--- DATASET Enclosed Below ---
PR #549, opened 2019-10-03
TOKS-33 Allow removing Stellar trustlines

CapnMigraine:
The SDK already allows sending a tx to add or update a trustline, with this change it will also allow removing it.

https://bitgoinc.atlassian.net/browse/TOKS-33

### DIFF
--- a/modules/core/src/v2/coins/xlm.ts
+++ b/modules/core/src/v2/coins/xlm.ts
@@ -908,15 +908,22 @@ export class Xlm extends BaseCoin {
     _.forEach(trustlineOperations, op => {
       const opToken = this.getTokenNameFromStellarAsset(op.line);
       const tokenTrustline = _.find(txParams.trustlines, trustline => {
-        return trustline.token === opToken &&
-          ((_.isUndefined(trustline.limit) && op.limit === Xlm.maxTrustlineLimit) || // no limit was specified, max by default
-            trustline.limit === op.limit);
+        // Prepare the conditions to check for
+        // Limit will always be set in the operation, even if it was omitted from txParams in the following cases:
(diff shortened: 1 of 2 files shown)


modules/core/src/v2/coins/xlm.ts
```diff
@@ -908,15 +908,18 @@ export class Xlm extends BaseCoin {
     _.forEach(trustlineOperations, op => {
       const opToken = this.getTokenNameFromStellarAsset(op.line);
       const tokenTrustline = _.find(txParams.trustlines, trustline => {
-        return trustline.token === opToken &&
-          ((_.isUndefined(trustline.limit) && op.limit === Xlm.maxTrustlineLimit) || // no limit was specified, max by default
-            trustline.limit === op.limit);
+        const noLimit = _.isUndefined(trustline.limit); // no limit was specified
+        const addTrustlineWithDefaultLimit = (trustline.action === 'add' && op.limit === Xlm.maxTrustlineLimit);
+        const removeTrustline = (trustline.action === 'remove' && op.limit === '0');
+        return (trustline.token === opToken &&
```
tylerlevine: Condition logic here is making my head hurt a bit, but I think it's correct. Consider bringing some of these expressions out into variables and simplifying the return so it's a bit easier to follow.

CapnMigraine: I thought I was simplifying the condition in the `return` statement by extracting the other 3 into  `noLimit `, `addTrustlineWithDefaultLimit ` and `addTrustlineWithDefaultLimit `. I added more comments.

tylerlevine: Thanks, that helps clear it up a bit.

PR #550, opened 2019-10-04
Remove params.targetWalletUnspents

OttoAllmendinger:
This is a phantom parameter that was described for the `consolidate`
route (but does not exist there either).

Issue: BG-14108


OttoAllmendinger:
superseded by https://github.com/BitGo/BitGoJS/pull/551

PR #551, opened 2019-10-04
Add new method `wallet.manageUnspents`

OttoAllmendinger:
* Combine consolidate/fanout into single method (line on the backend)
* Regroup and fix documentation (remove unimplemented params, add missing ones)

Issue: BG-14108

### DIFF
--- a/modules/core/src/v2/wallet.ts
+++ b/modules/core/src/v2/wallet.ts
@@ -550,7 +550,9 @@ export class Wallet {
    * @param callback
    * @returns txHex {String} the txHex of the incomplete transaction that needs to be signed by the user in the SDK
    */
-  manageUnspents(routeName: ManageUnspents, params: any = {}, callback?: NodeCallback<any>): Bluebird<any> {
+  private manageUnspents(routeName: ManageUnspents, params: any = {}, callback?: NodeCallback<any>): Bluebird<any> {
+    const self = this;
+
     return co(function *() {
       common.validateParams(params, [], ['walletPassphrase', 'xprv'], callback);
 
@@ -570,22 +572,22 @@ export class Wallet {
         routeName === 'consolidate' ? 'limit' : 'maxNumUnspentsToUse',
         'numUnspentsToMake',
       ]);
-      this.bitgo.setRequestTracer(reqId);
-      const response = yield this.bitgo.post(this.url(`/${routeName}Unspents`))
+      self.bitgo.setRequestTracer(reqId);
+      const response = yield self.bitgo.post(self.url(`/${routeName}Unspents`))
         .send(filteredParams)
         .result();
 
-      const keychain = yield this.baseCoin.keychains().get({ id: this._wallet.keys[0], reqId });
+      const keychain = yield self.baseCoin.keychains().get({ id: self._wallet.keys[0], reqId });
       const transactionParams = _.extend({}, params, { txPrebuild: response, keychain });
-      const signedTransaction = yield this.signTransaction(transactionParams);
+      const signedTransaction = yield self.signTransaction(transactionParams);
       const selectParams = _.pick(params, ['comment', 'otp']);
       const finalTxParams = _.extend({}, signedTransaction, selectParams);
 
-      this.bitgo.setRequestTracer(reqId);
-      return this.bitgo.post(this.baseCoin.url('/wallet/' + this._wallet.id + '/tx/send'))
+      self.bitgo.setRequestTracer(reqId);
+      return self.bitgo.post(self.baseCoin.url('/wallet/' + self._wallet.id + '/tx/send'))
         .send(finalTxParams)
         .result();
-    }.bind(this)).call(this).asCallback(callback);
+    }).call(this).asCallback(callback);
   }
 
   /**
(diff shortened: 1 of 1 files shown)


modules/core/src/v2/wallet.ts
```diff
@@ -517,90 +519,87 @@ export class Wallet {
...
+   *                 params.maxNumUnspentsToUse  for routeName === 'fanout'
+   *                  - maximum number of unspents you want to use in the transaction
+   * Output parameters:
+   * @param {Number} params.numUnspentsToMake - the number of new unspents to make
+   *
    * @param callback
    * @returns txHex {String} the txHex of the incomplete transaction that needs to be signed by the user in the SDK
    */
-  consolidateUnspents(params: any = {}, callback?: NodeCallback<any>): Bluebird<any> {
-    const self = this;
```
tylerlevine: Why remove this? Accessing this via outer `self` variable allows tsc to check properties of `this`. Inside coroutines, `this` is inferred to `any` (tsc cannot know about dynamic `this` bindings at compile type).

modules/core/src/v2/wallet.ts
```diff
@@ -105,6 +105,8 @@ export interface GetUserPrvOptions {
   walletPassphrase?: string;
 }
 
+type ManageUnspents = 'consolidate' | 'fanout';
```
tylerlevine: export this type, unless you elect to make manageUnspents private as commented below.

modules/core/src/v2/wallet.ts
```diff
@@ -517,88 +519,87 @@ export class Wallet {
...
+   * @param {Number} params.minValue - the minimum value of unspents to use in satoshis
+   * @param {Number} params.maxValue - the maximum value of unspents to use in satoshis
+   * @param {Number} params.minHeight - the minimum height of unspents on the block chain to use
+   * @param {Number} params.minConfirms - all selected unspents will have at least this many confirmations
+   * @param {Boolean} params.enforceMinConfirmsForChange - if true, minConfirms also applies to change outputs
+   * @param {Number} params.limit                for routeName === 'consolidate'
+   *                 params.maxNumUnspentsToUse  for routeName === 'fanout'
+   *                  - maximum number of unspents you want to use in the transaction
+   * Output parameters:
+   * @param {Number} params.numUnspentsToMake - the number of new unspents to make
```
Xekyo: I believe that this defaults to 1 at least for consolidate. That should perhaps be mentioned here.

modules/core/src/v2/wallet.ts
OttoAllmendinger: will make private

modules/core/src/v2/wallet.ts
OttoAllmendinger: ah I see

`self = this` is a problem because sometimes devs accidentally use `this` anyway (in vanilla js)

modules/core/src/v2/wallet.ts
```diff
@@ -517,90 +519,87 @@ export class Wallet {
...
       const finalTxParams = _.extend({}, signedTransaction, selectParams);
 
-      self.bitgo.setRequestTracer(reqId);
-      return self.bitgo.post(self.baseCoin.url('/wallet/' + self._wallet.id + '/tx/send'))
+      this.bitgo.setRequestTracer(reqId);
+      return this.bitgo.post(this.baseCoin.url('/wallet/' + this._wallet.id + '/tx/send'))
         .send(finalTxParams)
         .result();
-    }).call(this).asCallback(callback);
+    }.bind(this)).call(this).asCallback(callback);
```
--- End of Enclosed DATASET ---
EXERCISE BRIEF:
Write out every line of the listing that holds the word "post".

RESPONSE BOX:
-      const response = yield this.bitgo.post(this.url(`/${routeName}Unspents`))
+      const response = yield self.bitgo.post(self.url(`/${routeName}Unspents`))
-      return this.bitgo.post(this.baseCoin.url('/wallet/' + this._wallet.id + '/tx/send'))
+      return self.bitgo.post(self.baseCoin.url('/wallet/' + self._wallet.id + '/tx/send'))
-      return self.bitgo.post(self.baseCoin.url('/wallet/' + self._wallet.id + '/tx/send'))
+      return this.bitgo.post(this.baseCoin.url('/wallet/' + this._wallet.id + '/tx/send'))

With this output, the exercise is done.